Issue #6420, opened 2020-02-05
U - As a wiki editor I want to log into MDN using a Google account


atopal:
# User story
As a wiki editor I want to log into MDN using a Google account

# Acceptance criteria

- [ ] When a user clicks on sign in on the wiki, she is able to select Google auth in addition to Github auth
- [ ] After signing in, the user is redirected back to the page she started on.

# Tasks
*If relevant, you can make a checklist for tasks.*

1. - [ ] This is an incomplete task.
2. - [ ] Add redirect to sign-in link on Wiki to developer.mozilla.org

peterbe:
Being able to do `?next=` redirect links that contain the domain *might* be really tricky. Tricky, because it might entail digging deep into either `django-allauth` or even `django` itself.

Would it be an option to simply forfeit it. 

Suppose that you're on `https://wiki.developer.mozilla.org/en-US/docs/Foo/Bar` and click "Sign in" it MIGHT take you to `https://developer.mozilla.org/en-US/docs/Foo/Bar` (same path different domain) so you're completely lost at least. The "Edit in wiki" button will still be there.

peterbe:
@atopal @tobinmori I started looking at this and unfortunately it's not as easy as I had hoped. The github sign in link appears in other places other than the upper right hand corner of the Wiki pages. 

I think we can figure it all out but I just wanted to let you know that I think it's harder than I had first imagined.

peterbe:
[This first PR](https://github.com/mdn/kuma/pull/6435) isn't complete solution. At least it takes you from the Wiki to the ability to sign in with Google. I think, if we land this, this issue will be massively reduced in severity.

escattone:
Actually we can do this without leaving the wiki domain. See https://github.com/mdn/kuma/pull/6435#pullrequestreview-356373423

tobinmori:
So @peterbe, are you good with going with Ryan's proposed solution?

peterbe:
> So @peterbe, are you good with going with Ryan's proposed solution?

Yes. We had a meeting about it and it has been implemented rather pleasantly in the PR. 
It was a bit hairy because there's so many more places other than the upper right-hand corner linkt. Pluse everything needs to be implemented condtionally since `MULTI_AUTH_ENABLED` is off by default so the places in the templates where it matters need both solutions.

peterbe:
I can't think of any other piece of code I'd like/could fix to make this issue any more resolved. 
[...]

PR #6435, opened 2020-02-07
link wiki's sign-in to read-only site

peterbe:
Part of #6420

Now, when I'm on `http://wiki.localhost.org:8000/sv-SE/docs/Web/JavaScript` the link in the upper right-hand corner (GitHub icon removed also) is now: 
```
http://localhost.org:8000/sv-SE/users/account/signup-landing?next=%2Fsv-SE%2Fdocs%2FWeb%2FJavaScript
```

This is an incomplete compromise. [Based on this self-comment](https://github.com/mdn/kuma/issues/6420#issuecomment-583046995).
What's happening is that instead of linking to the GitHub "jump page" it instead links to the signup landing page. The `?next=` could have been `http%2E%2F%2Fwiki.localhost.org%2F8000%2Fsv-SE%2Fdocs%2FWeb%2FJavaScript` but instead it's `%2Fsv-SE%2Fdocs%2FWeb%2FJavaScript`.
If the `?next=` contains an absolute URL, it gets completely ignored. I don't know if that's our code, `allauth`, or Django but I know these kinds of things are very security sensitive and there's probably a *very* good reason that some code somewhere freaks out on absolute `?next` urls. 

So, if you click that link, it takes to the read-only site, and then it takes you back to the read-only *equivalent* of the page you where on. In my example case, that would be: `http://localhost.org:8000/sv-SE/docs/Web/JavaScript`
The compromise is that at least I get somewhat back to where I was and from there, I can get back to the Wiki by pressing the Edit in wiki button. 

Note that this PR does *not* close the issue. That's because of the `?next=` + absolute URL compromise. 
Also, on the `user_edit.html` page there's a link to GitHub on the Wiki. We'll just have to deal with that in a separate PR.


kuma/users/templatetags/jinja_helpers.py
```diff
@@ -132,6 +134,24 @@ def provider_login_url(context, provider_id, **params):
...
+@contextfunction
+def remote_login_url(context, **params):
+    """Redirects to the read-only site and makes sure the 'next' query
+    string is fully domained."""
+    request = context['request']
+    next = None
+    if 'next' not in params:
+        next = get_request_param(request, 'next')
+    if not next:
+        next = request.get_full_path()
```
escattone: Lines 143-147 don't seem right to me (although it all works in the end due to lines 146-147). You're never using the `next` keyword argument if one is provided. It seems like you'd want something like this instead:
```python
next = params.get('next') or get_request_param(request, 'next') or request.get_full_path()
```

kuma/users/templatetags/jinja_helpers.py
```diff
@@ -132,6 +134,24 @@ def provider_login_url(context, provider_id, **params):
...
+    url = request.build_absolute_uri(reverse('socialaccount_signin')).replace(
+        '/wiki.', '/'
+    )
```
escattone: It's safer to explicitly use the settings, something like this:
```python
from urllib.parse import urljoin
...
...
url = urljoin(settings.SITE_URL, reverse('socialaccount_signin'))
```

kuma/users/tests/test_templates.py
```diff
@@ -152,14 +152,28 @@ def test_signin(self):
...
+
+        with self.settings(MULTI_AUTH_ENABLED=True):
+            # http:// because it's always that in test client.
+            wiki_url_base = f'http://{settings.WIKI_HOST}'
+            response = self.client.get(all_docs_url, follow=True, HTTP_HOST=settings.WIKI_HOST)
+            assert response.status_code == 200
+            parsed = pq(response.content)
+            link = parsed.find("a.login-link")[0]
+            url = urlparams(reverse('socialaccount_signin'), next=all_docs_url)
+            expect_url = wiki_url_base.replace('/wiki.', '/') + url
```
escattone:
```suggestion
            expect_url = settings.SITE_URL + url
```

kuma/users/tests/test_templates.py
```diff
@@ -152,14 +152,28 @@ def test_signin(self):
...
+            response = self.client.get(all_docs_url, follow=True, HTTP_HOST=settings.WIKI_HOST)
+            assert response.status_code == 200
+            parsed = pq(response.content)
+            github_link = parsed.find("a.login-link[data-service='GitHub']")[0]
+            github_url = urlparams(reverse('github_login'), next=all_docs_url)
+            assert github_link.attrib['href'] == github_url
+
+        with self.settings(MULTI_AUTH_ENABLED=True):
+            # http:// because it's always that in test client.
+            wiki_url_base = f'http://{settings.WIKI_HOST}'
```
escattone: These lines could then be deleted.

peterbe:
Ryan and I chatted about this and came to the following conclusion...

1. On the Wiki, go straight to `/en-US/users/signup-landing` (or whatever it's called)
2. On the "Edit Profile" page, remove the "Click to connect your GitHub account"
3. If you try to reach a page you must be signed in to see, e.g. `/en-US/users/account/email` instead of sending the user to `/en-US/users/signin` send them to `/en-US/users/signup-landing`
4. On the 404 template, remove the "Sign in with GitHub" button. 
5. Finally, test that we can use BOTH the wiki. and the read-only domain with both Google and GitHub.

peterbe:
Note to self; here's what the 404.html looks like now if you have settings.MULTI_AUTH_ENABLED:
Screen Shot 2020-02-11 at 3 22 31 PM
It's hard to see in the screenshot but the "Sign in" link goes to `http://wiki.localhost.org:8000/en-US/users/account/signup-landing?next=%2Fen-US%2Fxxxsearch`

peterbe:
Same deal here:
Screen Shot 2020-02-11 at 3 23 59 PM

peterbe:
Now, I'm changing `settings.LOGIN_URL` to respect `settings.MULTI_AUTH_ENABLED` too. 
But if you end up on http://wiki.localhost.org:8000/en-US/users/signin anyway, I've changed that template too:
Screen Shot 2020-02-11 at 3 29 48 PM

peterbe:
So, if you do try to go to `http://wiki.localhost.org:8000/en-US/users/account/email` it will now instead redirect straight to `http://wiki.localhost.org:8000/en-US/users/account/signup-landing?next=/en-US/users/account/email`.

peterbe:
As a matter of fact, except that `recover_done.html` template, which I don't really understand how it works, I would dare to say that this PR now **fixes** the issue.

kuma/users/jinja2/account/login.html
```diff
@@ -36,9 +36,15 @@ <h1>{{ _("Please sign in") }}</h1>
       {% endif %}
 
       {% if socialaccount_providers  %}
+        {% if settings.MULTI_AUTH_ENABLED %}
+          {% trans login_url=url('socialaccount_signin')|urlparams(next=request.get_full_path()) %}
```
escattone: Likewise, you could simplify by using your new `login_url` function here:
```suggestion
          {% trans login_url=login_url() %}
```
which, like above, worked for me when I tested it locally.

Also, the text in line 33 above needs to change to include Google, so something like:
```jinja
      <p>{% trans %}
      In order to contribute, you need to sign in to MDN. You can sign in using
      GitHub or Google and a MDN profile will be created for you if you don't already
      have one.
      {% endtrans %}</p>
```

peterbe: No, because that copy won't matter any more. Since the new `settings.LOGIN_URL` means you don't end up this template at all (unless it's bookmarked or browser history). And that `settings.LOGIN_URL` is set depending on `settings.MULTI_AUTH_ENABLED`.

● **Work instructions**:
Please output an exact copy of the lines above, from the opening line of the data down to the line that contains "Being able to".

● **Answer box**:
Issue #6420, opened 2020-02-05
U - As a wiki editor I want to log into MDN using a Google account


atopal:
# User story
As a wiki editor I want to log into MDN using a Google account

# Acceptance criteria

- [ ] When a user clicks on sign in on the wiki, she is able to select Google auth in addition to Github auth
- [ ] After signing in, the user is redirected back to the page she started on.

# Tasks
*If relevant, you can make a checklist for tasks.*

1. - [ ] This is an incomplete task.
2. - [ ] Add redirect to sign-in link on Wiki to developer.mozilla.org

peterbe:
Being able to do `?next=` redirect links that contain the domain *might* be really tricky. Tricky, because it might entail digging deep into either `django-allauth` or even `django` itself.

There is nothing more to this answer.